═════ Data supplied
PR #580, opened 2020-01-30
Minor version update [ci skip]

EPashkin:
cc @GuillaumeGomez, @sdroege


sdroege:
What's the reason for this PR together with https://github.com/gtk-rs/glib/pull/581 ? This one is part of the other one or not? :)

EPashkin:
@sdroege This one is on master, while other is on "crate" based "0.9",
we need both to make version synchronized

sdroege:
Oh, I see :)

PR #585, opened 2020-02-07
WIP:re-generate with GLib 2.63.5

bilelmoussaoui:
this is mostly to make the new g_get_os_info available https://developer.gnome.org/glib/unstable/glib-Miscellaneous-Utility-Functions.html#g-get-os-info. This requires a newer glib version, the stable release isn't out yet but it would allow me to handle this https://gitlab.gnome.org/GNOME/gnome-tour/issues/10 properly.

The gir-files repo needs to be updated separately


src/auto/constants.rs
```diff
@@ -17,12 +17,6 @@ pub static CSET_a_2_z: once_cell::sync::Lazy<&'static str> =
     once_cell::sync::Lazy::new(|| unsafe {
         CStr::from_ptr(glib_sys::G_CSET_a_2_z).to_str().unwrap()
     });
-pub static KEY_FILE_DESKTOP_ACTION_GROUP_PREFIX: once_cell::sync::Lazy<&'static str> =
```
EPashkin: Strange, why it was removed?

EPashkin:
@bilelmoussaoui gir-files repo need to be updated before this PR

src/auto/constants.rs
bilelmoussaoui: I wondered the same. Most of them seems to not be that useful or not used anymore

EPashkin:
also https://github.com/gtk-rs/sys need regen before this too

EPashkin:
I canceling most travis jobs

bilelmoussaoui:
@EPashkin I was looking for where the glib-sys parts are. I will wait until https://github.com/gtk-rs/gir-files/pull/49 is merged and re-update this & -sys. Thanks for the fast review :)

sdroege:
There's also the problem that we can't do a stable release with this until the stable GLib release is out. Any new API might still change until then.

Not necessarily a blocker for merging this  but something to keep in mind.
-- 

bilelmoussaoui:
══════════
_What needs to be done_
Check each line of the listing for "updated", and copy the ones that hold it.

_Exercise output_
The gir-files repo needs to be updated separately
@bilelmoussaoui gir-files repo need to be updated before this PR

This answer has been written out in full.